*WORK REQUIRED:* Find every line in the entries that holds the string "copied" and report it.

*SUPPLIED DATA:*
PR #442, opened 2017-03-07
Allow user to select location of the old content folder during upgrade installation on windows

### LINKED ISSUE #341: Allow user to select location of the old content folder during upgrade installation on Windows
@MCGallaspy is implementing the steps to find content folder of the previous installation and move it (if necessary) to the new location during the upgrade to 0.16 (PR  #335). In case installer is unable to find the location of the content folder for the previous version automatically, the following step would be to allow users to browse and select the old-version content folder themselves. Suggested wording:

```
KA Lite Setup is unable to locate the content folder of your previous installation 
in order to perform the upgrade to current version. Please select the ".kalite/content/" 
folder on your computer and press the button "Continue" to finish the upgrade process. 
```

mrpau-richard:
## Summary

> I created a dialog box to allow user to select the location of ./kalite/content folder if it's not exist during the upgrade.

## Issues addressed

Fixes #341 

/cc @cpauya @radinamatic


mrpau-richard:
Hi @radinamatic can you verify the fix using this [windows installer](https://drive.google.com/open?id=0B5Tyi-tRKOFMbFlBMTVZdmZpNDQ)

benjaoming:
Ping @radinamatic :)

benjaoming:
Ping @radinamatic again :)

radinamatic:
On this now!

And btw I'm seeing the `CORS header missing` error again, while preparing 0.16.9 version for this update scenario:

virtualbox_windows 7_27_04_2017_13_40_25

radinamatic:
Ok, tried the [Windows installer linked above](https://drive.google.com/open?id=0B5Tyi-tRKOFMbFlBMTVZdmZpNDQ), and the implementation of the feature seems to work correctly:

1. Detects the prior installation and asks if user wishes to upgrade:
virtualbox_windows 7_27_04_2017_14_25_55

2. Is unable to find the previous `.kalite/content` folder and allows the user to select it:
virtualbox_windows 7_27_04_2017_14_26_11

3. Copies the content into the standard location in `Users/<username>/.kalite/content/` folder:
virtualbox_windows 7_27_04_2017_14_26_42

However, I'm not sure if this feature only copies the `/content/` folder into the new (standard) location, and not the rest of the previous `/.kalite/` folder, which would leave the database and locales back. That results in new issues:

1. User is asked to register the new admin account.
2. Device needs to be registered again.
3. Errors on viewing Facilities and Languages:

virtualbox_windows 7_27_04_2017_14_58_16

virtualbox_windows 7_27_04_2017_14_52_21

benjaoming:
@radinamatic that doesn't sound perfect? Copying contents can be very expensive - I thought the point was to either change the `CONTENT_ROOT` setting or to create a symbolic link (not sure how that works on Windows).

rtibbles:
I think changing the CONTENT_ROOT setting is probably preferable.

radinamatic:
@benjaoming Loosing the previously installed locales is definitely not the end of the world, as contentpacks can be re-downloaded, but I bet nobody would look favorably too loosing the database...
 
I agree that copying the content may not be the most efficient solution, and if changing the  `CONTENT_ROOT` is better, let's go for it. I'm just saying that if we go the "copying" route, let's copy the database together with the `content` folder, because that will almost certainly be the expected outcome in case of an upgrade.

benjaoming:
I'm confused now.

Are we talking about allowing the user to select the `CONTENT_ROOT` (folder with videos) or the user data directory root (also known as `~/.kalite`, the one with database and content packs.. and by default also the one with videos) ?

radinamatic:
I am not sure which exact scenario inspired the original issue that prompted the work on this fix, it was long time ago... My guess is that we envisioned the possibility that the previous version stored content in some "non recommended" location, and the decision was to use the `user/.kalite/` folder for both videos and databases during the upgrade. 

The point is that my original suggestion and this implementation of just copying the `content` folder is not enough, as it may leave the existing database behind. The solution would be to check for existing database also, and if so, copy it too in the `user/.kalite/` folder (we don't have the `DATABASE_ROOT`, right?). Or don't go the copying route at all, but think of other solution how to make available the old  database after the upgrade.

benjaoming:
Closing this because of branch clean-up.

Please reopen for `master` @mrpau-richard

benjaoming:
@mrpau-richard do you have an answer to @radinamatic 's question above?

> However, I'm not sure if this feature only copies the /content/ folder into the new (standard) location, and not the rest of the previous /.kalite/ folder

mrpau-richard:
Hi @radinamatic I agree that setting the CONTENT_ROOT environment variable is more efficient  than copying it to ./kalite folder. About the old database I think we can create an option to allow the user to import or not the existing database from the CONTENT_ROOT path.

radinamatic:
@mrpau-richard I agree, let's go with offering the user the option to import the old database during the upgrade! :+1:

mrpau-richard:
@radinamatic here's the [windows installer](https://drive.google.com/open?id=0B5Tyi-tRKOFMeWJqbTFzZ25ITXc) that allow's the user to import an existing database from the selected content folder.

radinamatic:
Ok, so to test this I moved the `./kalite` folder outside the user folder, to the root of the C: drive.

The new installer correctly detected the previous installation and reported that no content folder could be found. When prompted I selected the whole `./kalite` folder on the root of the C: drive, and the installation continued:



However, once the installation finished and I started the server, it required me to create the admin user again, which was the first sign something has gone awry. So I opened the `data.sqlite` file, which was 3Kb smaller than original one, and there was no sign of the learner user I previously created:



The original db did have one learner user:



@mrpau-richard Not sure which part has gone wrong, but the original database was not preserved during the upgrade process.

benjaoming:
@radinamatic the database isn't part of the content folder, this feature would only allow using videos stored in a specific location. Can you confirm that this is the intention @mrpau-richard ?

radinamatic:
Understood, @benjaoming, I was under the impression that if I selected the whole `./kalite` folder, it will be backed up, including the database. 

So, what exactly is the user supposed to do in order to import the old database? @mrpau-richard

mrpau-richard:
@radinamatic In order to import the old database it must be copied to `./kalite/database` folder.

radinamatic:
@mrpau-richard Any reason we are not copying the `./kalite/database` folder together with `./kalite/content`. I was under the impression that was what we agreed upon few weeks ago...

> create an option to allow the user to import or not the existing database.

mrpau-richard:
@radinamatic sorry, I wasn't aware how you test this. When the installer prompted you to select content folder it most be pointed at `.kalite/content` not in `.kalite` folder it will also detect existing database to import it. I will also try to fix the conflict after this [PR](https://github.com/learningequality/ka-lite-installers/pull/457) merged.

benjaoming:
@radinamatic @mrpau-richard I think we should only aim for having the content folder imported. This is a far more common use case - we can see about the database folder another time.

radinamatic:
@mrpau-richard My bad, I'll retest and point to `.kalite/content` folder this time.

@benjaoming 
We can, of course, deal with the user database import in another PR, if it's easier to implement separately, but I fail to see why would somebody want only the content and not the all the users and their activity log preserved during the upgrade... 😕 

What if the facility had setup several classes/groups with many users? If the database is not imported during the upgrade, coach/admin will have to create them from the scratch, all the data for coach tools will be lost, and all the learners will loose their previously earned points. Am I missing something? Don't we want to preserve that...?

benjaoming:
> but I fail to see why would somebody want only the content and not the all the users and their activity log preserved during the upgrade...

You are right about this, but I think it's already preserved?

Actually, I thought the change would also affect fresh installations, in which case I thought it was nice because users may have `content` sitting on a different drive. For instance, because they are replicating an installation on a new device or have downloaded the contents separately via torrent.

mrpau-richard:
@radinamatic here's the [installer](https://drive.google.com/open?id=0B5Tyi-tRKOFMTXlpQ3FOeG9fY0E) to test this PR again. 
I also created another [issue](https://github.com/learningequality/ka-lite-installers/issues/459) to allow the user to import there existing database during upgrade.

@benjaoming I agree, That we allow the user to import there 'content' during fresh installation. Are we going to implement it on this PR?

benjaoming:
> @benjaoming I agree, That we allow the user to import their 'content' during fresh installation. Are we going to implement it on this PR?

Maybe it's better to say "select" than "import" (as in the title of this PR) because it denotes that files are moved or copied.

If you think it's easy to move this logic so it triggers both on fresh installs and upgrades, that'd be great! :+1:

radinamatic:
@benjaoming 
> You are right about this, but I think it's already preserved?

In update/upgrade scenarios from the more recent versions (where everything is already in `user/.kalite/` folder) it is indeed, but I believe here we are exploring the options of what to preserve when the user had the old version of KA Lite in a location which the installer does not recognize, and is not able to preserve the old content and database. The fix here takes care only of the `content` folder, and I'm trying to "squeeze in" the preservation of the user database, too... 😉   

> Actually, I thought the change would also affect fresh installations, in which case I thought it was nice because users may have content sitting on a different drive. For instance, because they are replicating an installation on a new device or have downloaded the contents separately via torrent.

All completely true and I support us thinking of these scenarios, I'm just saying we should check if the user database is also sitting somewhere else than the default folder. I see @mrpau-richard already opened another issue to deal with that 👍 👏 , so I'll finish drilling about it here... 😛

mrpau-richard:
@radinamatic here's the [windows installer](https://drive.google.com/open?id=0B5Tyi-tRKOFMYVhGcjdyMkVHTUE) that's allow the user to select content folder during fresh and upgrade installation.

radinamatic:
I tested this and it seems to work OK, that is it ask the user to select the `.kalite/content/` folder on fresh install.

However, I'm worried if this option results confusing for the new and less savvy users... :thinking: 
Could we add this phrase at the bottom of the alert window for fresh install?

`If this is the first time you are installing KA Lite, or you don't need to import any previous content at this time, press Cancel.   `

benjaoming:
Suggestion to Radina's text:

> You can download contents after the installation. If you don't have a folder with downloaded contents, press Cancel.

The dialogue has the following potential purposes:

1. Selecting contents from a previous installation
1. Selecting contents readily downloaded on a non-default location (USB drive etc)
1. Selecting a content folder on a different drive because the default drive doesn't have enough space (and then downloading contents after the installation)

mrpau-richard:
@radinamatic & @benjaoming I updated the alert message. you can grab the installer [here](https://drive.google.com/open?id=0B5Tyi-tRKOFMdFIxOUhFbTV0Vmc)

windows/installer-source/KaliteSetupScript.iss
```diff
@@ -242,14 +242,42 @@ begin
...
+    retCode: Integer;
+begin
+    userPath := ExpandConstant('{%USERPROFILE}')
+    contentPath := ExpandConstant('{%CONTENT_ROOT}')
+    systemKaliteDir := ExpandConstant(userPath + '\.kalite')
+    userKaliteContent := ExpandConstant(systemKaliteDir + '\content');
+    if Not DirExists(userKaliteContent) then
+    begin
+     if Not DirExists(contentPath) then
+        begin
```
benjaoming: I this condition you are saying: 

> If there is no user content folder AND there is no previously declared `CONTENT_ROOT` environment

But this only matches that there already

1. was a previous installation AND
1. the previous installation does not have a content folder in the default location
1. whatever content folder was selected previously doesn't exist

I think for a user to go through the installation and then being asked questions, and then if you try to re-install and *not* get asked the same questions might be problematic? If they want to correct a mistake for instance, they have to go through the whole uninstallation (in which I'm not sure if removal of environment registry is guaranteed?)

My suggestion would be to completely remove the condition and instead display the path to the user.

In the future, we might also display a count of free space available on the drive.

windows/installer-source/KaliteSetupScript.iss
```diff
@@ -242,14 +242,42 @@ begin
...
+            if MsgBox('You can also download contents after the installation. If you don`t have a folder with downloaded contents, press Cancel.', mbInformation,  MB_YESNO or MB_DEFBUTTON1) = IDYES then
+            begin 
+               if BrowseForFolder('Please select the .kalite/content/ folder', userPath, False) then
```
benjaoming: Is it normal that the default location of `BrowseForFolder` is *not* the same as what's already selected (`userPath` instead of `userKaliteContent`) ?

benjaoming: The text:

> Please select the .kalite/content/ folder

Assumes that the user knows that `.kalite/content` is just a suggestion.. this sounds a lot like an instruction to select that precise folder.

Suggesting:

> Please select the content folder where you wish downloaded videos to be stored.

benjaoming (changes requested):

benjaoming:
@mrpau-richard I was commenting in the context of @radinamatic 's comment, so not thinking that my suggestion should stand by itself :)

> However, I'm worried if this option results confusing for the new and less savvy users... :thinking:
Could we **add this phrase** at the bottom of the alert window for fresh install?

My suggestion in full would be to replace this text:

`'KA Lite Setup is unable to locate the content folder of your previous installation in order to perform the upgrade to current version. Please select the .kalite/content/ folder on your computer and press the button OK to finish the upgrade process.'`

With:

`'KA Lite Setup cannot find any video contents in the default location (' + contentPath + '). You can download contents after the installation or select a location with previously downloaded contents. If you don't have a folder with downloaded contents, press Cancel. To change the default location of downloaded contents, press OK.'`

`contentPath` should default to `userKaliteContent` when it's unset.

windows/installer-source/KaliteSetupScript.iss
mrpau-richard: Hi @benjaoming if we remove this condition we also need to remove this `'KA Lite Setup cannot find any video contents in the default location (' + contentPath + ').` 

 In this sentence  
`'KA Lite Setup cannot find any video contents in the default location (' + contentPath + '). You can download contents after the installation or select a location with previously downloaded contents. If you don't have a folder with downloaded contents, press Cancel. To change the default location of downloaded contents, press OK.'`

We also can't say if there's a content folder but it's empty, unless we check the file size of it.

This will always ask the user set there content path during installation but it's optional.

benjaoming: Oh you're right, the text only really fits in that case.

> This will always ask the user set there content path during installation but it's optional.

IMO it's fine to ask the user as long, as *if they are confused*, they will find it easy to just press cancel.

Let's try generalizing it some more:

```
'KA Lite Setup will look for video contents in the folder ' + contentPath + '. You can download contents to the selected folder after the installation completes - or - select a folder with already downloaded contents.\n\nIf you don't have a folder with downloaded contents or want to use the suggested folder, press Cancel.\n\nTo change the default folder for downloaded contents, press OK.'
```

Is that better?

benjaoming: I don't know if `\n` works in the message box?

mrpau-richard:
@benjaoming & @radinamatic I updated the dialog message as you guys suggested. You can grab the installer [here](https://drive.google.com/open?id=0B5Tyi-tRKOFMZGpUTUNBSVVNaG8) for testing.
screen shot 2017-07-13 at 4 40 30 pm

radinamatic:
I have been re-reading our conversation on this for a while now, have a grim impression that we've lost focus on what we are trying to achieve (probably good part is my fault too :disappointed:), and I think that we need to pause and rewind.

Not sure if it is the formatting issue for the text inside installer dialogs, or there might be some copy/paste errors between various versions of the message here, but I find this wording to be very unclear and potentially confusing to the user, especially if it is their first encounter with KA Lite.

## TL;DR version

After spending quite some time on writing all that below, I realized it will be much clearer if I made a drawing... :stuck_out_tongue: 

selecting content folder for import during the ka lite installation - 0 17 2 feature proposal

### Yeah, I want to read

1. If we are to proceed with implementing this complex feature that covers several potential purposes, I would insist we add a conditional first dialog for users who don't need it, or are installing for the first time: 

> If this is the first time you are installing KA Lite, or you don't need to import any previous local content at this time, skip this step to continue the installation.
> 
> Note: You will be able to download videos from the KA Lite management interface.

This dialog should have **two** buttons at the bottom:

- `Import content now` (first/left)
- `Skip importing content` (second/right; in focus by default, so user just needs to press `Enter` to continue)

2. If there is the default content folder from previous installation: 

> KA Lite Installer found videos in the default location (' + contentPath + '). 
> 
> Do you want to import this content from the previous installation, or you want to explore locations on other drives?

This dialog should have **three** buttons at the bottom:

- `Back` (first/left; for users who ended here but changed their mind) 
- `Explore other drives` (second/middle)
- `Import from default location` (third/right; in focus by default, so user just needs to press `Enter` to continue)

If the user chooses `Explore other drives` installer should open the standard Windows `Open folder` dialog, and `Import from default location` should directly proceed to import content. **Both options should include a confirmation message at the end**, before continuing with the installation. 

This should take care of all three proposed purposes:
- [X] Selecting contents from a previous installation
- [X] Selecting contents readily downloaded on a non-default location (USB drive etc)
- [X] Selecting a content folder on a different drive because the default drive doesn't have enough space (and then downloading contents after the installation)

benjaoming:
@radinamatic Just sharing my 2 cents here: Changing the content folder (to another drive for instance) after the installation and running KA Lite for the first time is quite annoying as it requires:

1) Editing `~/.kalite/settings.py` or doing something with symlinks (which afaik doesn't work on Windows anyways)
2) Copying and quite possibly merging to different folders (as the original content folder will contain all of the content pack stuff... assessment items, subtitle files etc).

I'm speaking as a user of the Python/Debian stuff... it doesn't matter if you have a helpful wizard or not. Actually, not having it is quite unhelpful, as it will unpack the existing pre-seeded content pack automatically and then you have to stop KA Lite and create a new location for the content folder, symlink stuff (or change settings), copying over all the files of the older content folder.. which is a bit undocumented.

benjaoming:
@radinamatic Just sharing my 2 cents here: Changing the content folder (to another drive for instance) after the installation and running KA Lite for the first time is quite annoying as it requires:

1) Editing `~/.kalite/settings.py` or doing something with symlinks (which afaik doesn't work on Windows anyways)
2) Copying and quite possibly merging to different folders (as the original content folder will contain all of the content pack stuff... assessment items, subtitle files etc). You should put all videos (downloaded from for instance torrent) into a folder `content/khan`, and I don't know how well this stuff is really documented.

I'm speaking as a user of the Python/Debian stuff... it doesn't matter if you have a helpful wizard or not. Actually, not having it is quite unhelpful, as it will unpack the existing pre-seeded content pack automatically and then you have to stop KA Lite and possibly create a new location for the content folder, symlink stuff (or change settings), copying over all the files of the older content folder..

But I like that we try to ask users the right questions during installation, and I think either way - the current simple dialogue (not sure if the displayed default path is correct) or a more intelligent flow that you suggests - will be a great improvement.

radinamatic:
@benjaoming I misunderstood the last option you  were proposing initially - `Selecting a content folder on a different drive because the default drive doesn't have enough space (and then downloading contents after the installation)` - if I'm understanding it correctly now, it means that user chooses to use another drive as the location for `./kalite/content/` folder, right? 

In that case that step (letting the user select the **new** location where the videos will be) should come before choosing where to search the content to import from, correct? This means that the above workflow needs some adjustments I'll get right to that!

benjaoming:
> In that case that step (letting the user select the new location where the videos will be) should come before choosing where to search the content to import from, correct?

Yes, this is true - thanks for observing this, as I was perhaps a bit in a hurry :) But yes, I'm trying to cater for users that are BOTH 1) installing for the first time and 2) upgrading and 3) re-installing to make another choice for the content folder (as this is a dialogue you do not find in KA Lite itself after installing)

benjaoming:
Note: The goal of closing this issue is to make something that's reusable in Kolibri

radinamatic:
Closing as wontfix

*TASK RESPONSE:*
@radinamatic In order to import the old database it must be copied to `./kalite/database` folder.
Maybe it's better to say "select" than "import" (as in the title of this PR) because it denotes that files are moved or copied.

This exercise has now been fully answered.